--- EXERCISE OBJECTIVE ---
After reading the data below, copy out every line that contains the word "soon".

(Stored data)
PR #1029, opened 2022-09-20
docs/cmd/exec - Add example of `--label` flag for exec command

alexandrehassan:
It isn't quickly obvious how to format the --label command to target a single node. The only example was in the robot tests.


hellt:
thanks!

PR #1032, opened 2022-09-21
Docker `overlay` network driver

hellt:
a WIP stage for docker' overlay network driver
everyone is free to check it out and provide feedback

### DIFF
--- a/clab/clab.go
+++ b/clab/clab.go
@@ -139,7 +139,6 @@ func NewContainerLab(opts ...ClabOption) (*CLab, error) {
 func (c *CLab) initMgmtNetwork() error {
 	log.Debugf("method initMgmtNetwork was called mgmt params %+v", c.Config.Mgmt)
 
-	//TODO DUMAIS: this is temporary, we need to make this configurable
 	if c.Config.Mgmt.Type == types.MgmtNet_Type_Undefined {
 		c.Config.Mgmt.Type = types.MgmtNet_Type_Bridge
 	}
--- a/clab/clab.go
+++ b/clab/clab.go
@@ -138,8 +138,18 @@ func NewContainerLab(opts ...ClabOption) (*CLab, error) {
 // initMgmtNetwork sets management network config.
 func (c *CLab) initMgmtNetwork() error {
 	log.Debugf("method initMgmtNetwork was called mgmt params %+v", c.Config.Mgmt)
+
+	//TODO DUMAIS: this is temporary, we need to make this configurable
+	if c.Config.Mgmt.Type == types.MgmtNet_Type_Undefined {
+		c.Config.Mgmt.Type = types.MgmtNet_Type_Bridge
+	}
+
 	if c.Config.Mgmt.Network == "" {
-		c.Config.Mgmt.Network = dockerNetName
+		if c.Config.Mgmt.Type == types.MgmtNet_Type_Overlay {
+			c.Config.Mgmt.Network = dockerNetName+"-overlay"
+		} else {
+			c.Config.Mgmt.Network = dockerNetName
+		}
 	}
 
 	if c.Config.Mgmt.IPv4Subnet == "" && c.Config.Mgmt.IPv6Subnet == "" {
--- a/runtime/docker/docker.go
+++ b/runtime/docker/docker.go
@@ -90,6 +90,7 @@ func (d *DockerRuntime) WithConfig(cfg *runtime.RuntimeConfig) {
 
 func (d *DockerRuntime) WithMgmtNet(n *types.MgmtNet) {
 	d.mgmt = n
+
 	// return if MTU value was set by a user via config file
 	if n.MTU != "" {
 		return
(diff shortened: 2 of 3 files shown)


hellt:
@pdumais can you add some notes as to how do you use this driver with an example?

pdumais:
The use case is this: we need to spin up a lab that might contain up to 1000 routers (or let's stick with 250 for now because this will hit other limitations of clab). So we need to spread this load across multiple host. Although it would be nice if containerlab could play nice with docker swarm or k8s, we can takr care of the orchestration part by deploying multiple labs separately with their own topo file.

But we still need each lab to sit in the same overlay network. So as a PoC, I created a swarm cluster of 2 hosts and spun up 2 clabs on each hosts. The containers are normal containers (not swarm-managed). But having a swarm lets me create "overlay" networks. Those are able to span across both hosts using a vxlan tunnel. I've modified clab to be able to use these overlay networks.

My initial tests indicates that everything is working fine. But I need guidance on what else might be needed since I don't know about other areas in clab that could be affected by this.

Also, I'm not sure how well it plays wit ipv6. Both labs have conflicting ipv6 addresses but I think that might be normal for link-local addresses. I'm definitely not an ipv6 expert.

steiler:
Are we talking pure mgmt network here? Because I seem to only see mgmt network stuff adjusted in this PR.
Not sure If we should really aim for 1000 nodes and more to be part of the same BD...or what am I missing here?

pdumais:
This is where I'm confused @steiler . It seems like containerlab create 1 single docker network and all nodes of all labs are connected to that network (clab). Unless I did it wrong, I noticed that creating 2 labs results in them using the "clab" docker network. That lab seems to be referred to as "mgmt" in the code. So I'm not clear if it has anything to do with networks created by the nodes.

karimra:
@pdumais it's possible to create a different mgmt network for each lab: https://containerlab.dev/manual/network/#configuring-management-network

pdumais:
> @pdumais it's possible to create a different mgmt network for each lab: https://containerlab.dev/manual/network/#configuring-management-network

@karimra Correct. And these changes seem to be compatible.

`host1# cat topo.yml 
name: meow

mgmt:
  network: awesome
  ipv4_subnet: 172.100.100.0/24
  type: overlay

topology:
  nodes:
    srl1:
      kind: srl
      image: ghcr.io/nokia/srlinux
    srl2:
      kind: srl
      image: ghcr.io/nokia/srlinux

  links:
    - endpoints: ["srl1:e1-1", "srl2:e1-1"]
    - endpoints: ["srl1:e1-2", "srl2:e1-2"]
    - endpoints: ["srl1:e1-3", "srl2:e1-3"]
    
host1# containerlab deploy -t topo.yml 
INFO[0000] Parsing & checking topology file: topo.yml   
Error: containers ["clab-srlceos01-srl1" "clab-srlceos01-srl2"] already exist. Add '--reconfigure' flag to the deploy command to first remove the containers and then deploy the lab
root@dumais-cnv-1:~/test2# vi topo.yml 
root@dumais-cnv-1:~/test2# ../test/containerlab/bin/containerlab deploy -t topo.yml 
INFO[0000] Parsing & checking topology file: topo.yml   
WARN[0000] it appears that container host has low memory available: ~0Gi. This might lead to runtime errors. Consider freeing up more memory. 
INFO[0000] Creating lab directory: /root/test2/clab-meow 
INFO[0000] Creating docker network: Name="awesome", IPv4Subnet="172.100.100.0/24", IPv6Subnet="", MTU="1500" 
INFO[0000] Creating container: "srl1"                   
INFO[0000] Creating container: "srl2"                   
INFO[0002] Creating virtual wire: srl1:e1-1 <--> srl2:e1-1 
INFO[0002] Creating virtual wire: srl1:e1-3 <--> srl2:e1-3 
INFO[0002] Creating virtual wire: srl1:e1-2 <--> srl2:e1-2 
INFO[0002] Running postdeploy actions for Nokia SR Linux 'srl2' node 
INFO[0002] Running postdeploy actions for Nokia SR Linux 'srl1' node 
INFO[0030] Adding containerlab host entries to /etc/hosts file 
INFO[0030] 🎉 New containerlab version 0.31.1 is available! Release notes: https://containerlab.dev/rn/0.31/#0311
+---+----------------+--------------+-----------------------+------+---------+------------------+--------------+
| # |      Name      | Container ID |         Image         | Kind |  State  |   IPv4 Address   | IPv6 Address |
+---+----------------+--------------+-----------------------+------+---------+------------------+--------------+
| 1 | clab-meow-srl1 | 231a05809294 | ghcr.io/nokia/srlinux | srl  | running | 172.100.100.2/24 | N/A          |
| 2 | clab-meow-srl2 | c34252920c1e | ghcr.io/nokia/srlinux | srl  | running | 172.100.100.4/24 | N/A          |
+---+----------------+--------------+-----------------------+------+---------+------------------+--------------+

`

On the 2nd host, I can see the new network "magically" appear:
`host2# docker network ls
NETWORK ID     NAME              DRIVER    SCOPE
re807snwyt7o   awesome           overlay   swarm
bbb9598bb12a   bridge            bridge    local
fd9df7d45975   docker_gwbridge   bridge    local
f864f9150de1   host              host      local
0bc8pvimr43i   ingress           overlay   swarm
a6adb479cb34   none              null      local
`

And I can ping across to srl1:
`host2# docker run --rm -ti --network awesome centos bash -c "ping 172.100.100.2"
PING 172.100.100.2 (172.100.100.2) 56(84) bytes of data.
64 bytes from 172.100.100.2: icmp_seq=1 ttl=64 time=29.8 ms
`

pdumais:
I now understand what you mean about the mgmt network.
I realize now that this does not solve the entire problem. I will also need the link to span across hosts. So creating a veth pair between netns won't cut it. I probably need a veth pair that has an end in a bridge on the host. That bridge would need to be vxlan-aware (openvswith bridge) or something similar.  So the solution would be to be able to do 
`
links:
    - endpoints: ["srl1:e1-1", "host-docker-network:my-swarm-overlay-network"]
`
or
`
links:
    - endpoints: ["srl1:e1-1", "host-bridge:my-OVS-vxlan-enabled-bridge"]
`

pdumais:
Everything I need to accomplish is possible with the OVS Kind. I think this PR is not necessary. Although using OVS requires a lot more config outside of containerlab, it would be nice to have all of this managed automatically.

hellt:
yep, I was under the impression that you contain your nodes on a per-node network and only mgmt network needs to be stretched across the nodes.

Let's park this then

PR #1037, opened 2022-09-27
Fixing Ignite issue regarding serial creation

steiler:


hellt:
Hi @networkop 
in case you have time would you be able to have a look at that PR?

For some reason, the cache that ignite consults with seems to be invalid as shown here - https://github.com/srl-labs/containerlab/issues/1039#issue-1388913471

What is even more funny is that it worked prior to 0.31.0, where in 0.31.0 we didn't have a sequential order of ignite containers start. It is reintroduced in this PR, but issues are still seen.

networkop:
Done a little debugging:
```
(dlv) print strictErrs
[]error len: 2, cap: 2, [
        *errors.errorString {
                s: "unknown field \"spec\"",},
        *errors.errorString {
                s: "unknown field \"status\"",},
]
```
Those errors come from k8s.io's apimachinery. The issue is that ignite and libgitops are built against apimachinery v0.18 or smth and clab now depends on 0.25. So as you see from this diff, it seems like the decoder is now a lot stricter and bails out when it sees unexpected fields.
https://github.com/kubernetes/apimachinery/compare/v0.25.0..v0.22.0#diff-620d6f1202d998ffe5b21e700ec1599b12a7364ef2b705b5be8496f1233a9781L163-L187


TBH, I'm not sure what the right way forward from here is. I can raise this issue in ignite repo but it may require a substantial re-work and time investment, which I doubt weave are prepared to make. Also clab may be one of the few projects that uses ignite via API, not via CLI, so don't know if they will even be willing to entertain such idea.

networkop:
I think there's an indirect dependency by other modules. e.g. `github.com/hairyhenderson/gomplate/v3` depends on `client-go  v0.25.2`, which, in turn, depends on `apimachinery 0.25.1`

networkop:
there are a few others like containerd

networkop:
sadly, these things are pretty common for k8s.io packages, e.g. https://github.com/kubernetes/kubernetes/issues/88472

hellt:
Ah, indeed. Well, then let me mark ignite support as "broken" for now in the docs and make it non default for cvx nodes in the next release. Then over time if ignite lives they will probably have a chance to fix it

networkop:
Yep, probably worth mentioning that older version of clab would still work.

steiler:
What do we do about this PR, which already handles the ignite nodes and creates dependencies that make them start one after the other?!
Do we close it for now? Or do we want to merge is, since we feel that this is only temporarely broken and will probably be fixed somewhen soon?

hellt:
> What do we do about this PR, which already handles the ignite nodes and creates dependencies that make them start one after the other?! Do we close it for now? Or do we want to merge is, since we feel that this is only temporarely broken and will probably be fixed somewhen soon?

Let's merge this, as the slight chance that this gets fixed upstream still exists =)

networkop:
there's a bit of cleanup you can do before merging this. In deploy.go and clab.go remove `serialNodes` variable as it's no longer used.

hellt:
@steiler in #1051 I have changed default runtime to docker for cvx nodes

steiler:
I've removed the serialNodes, thanks for pointing that out @networkop
So I think this can be merged now.

I recognized that destroy also contains serialNodes. Question is, if we want to use DM there as well (we should open a new issue for that) or if we leave that part as is.

steiler:
> Done a little debugging:
> 
> ```
> (dlv) print strictErrs
> []error len: 2, cap: 2, [
>         *errors.errorString {
>                 s: "unknown field \"spec\"",},
>         *errors.errorString {
>                 s: "unknown field \"status\"",},
> ]
> ```
> 
> Those errors come from k8s.io's apimachinery. The issue is that ignite and libgitops are built against apimachinery v0.18 or smth and clab now depends on 0.25. So as you see from this diff, it seems like the decoder is now a lot stricter and bails out when it sees unexpected fields (search for `func (s *Serializer) Decode`) https://github.com/kubernetes/apimachinery/compare/v0.25.0..v0.22.0#diff-620d6f1202d998ffe5b21e700ec1599b12a7364ef2b705b5be8496f1233a9781L163-L187
> 
> TBH, I'm not sure what the right way forward from here is. I can raise this issue in ignite repo but it may require a substantial re-work and time investment, which I doubt weave are prepared to make. Also clab may be one of the few projects that uses ignite via API, not via CLI, so don't know if they will even be willing to entertain such idea.

The issue is, that the apimachinery functions are used, but the object handed into the decodeInto function is this
https://github.com/weaveworks/libgitops/blob/v0.0.2/pkg/runtime/meta.go#L16-L19
instead of the runtime.Object as defined in the apimachinery. And obviously the spec and status definitions are missing with this APIType struct.

Here it is created and handed over to the decodeInto function.
https://github.com/weaveworks/libgitops/blob/v0.0.2/pkg/storage/storage.go#L244-L257

Well nothing that will help much now, but the issue seems with weaveworks packages rather then apimachinery.

hellt:
thanks @steiler , @networkop 
I am merging this and hope ignite will get their assessment if this can be fixed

--- EXERCISE RESULT ---
Do we close it for now? Or do we want to merge is, since we feel that this is only temporarely broken and will probably be fixed somewhen soon?
> What do we do about this PR, which already handles the ignite nodes and creates dependencies that make them start one after the other?! Do we close it for now? Or do we want to merge is, since we feel that this is only temporarely broken and will probably be fixed somewhen soon?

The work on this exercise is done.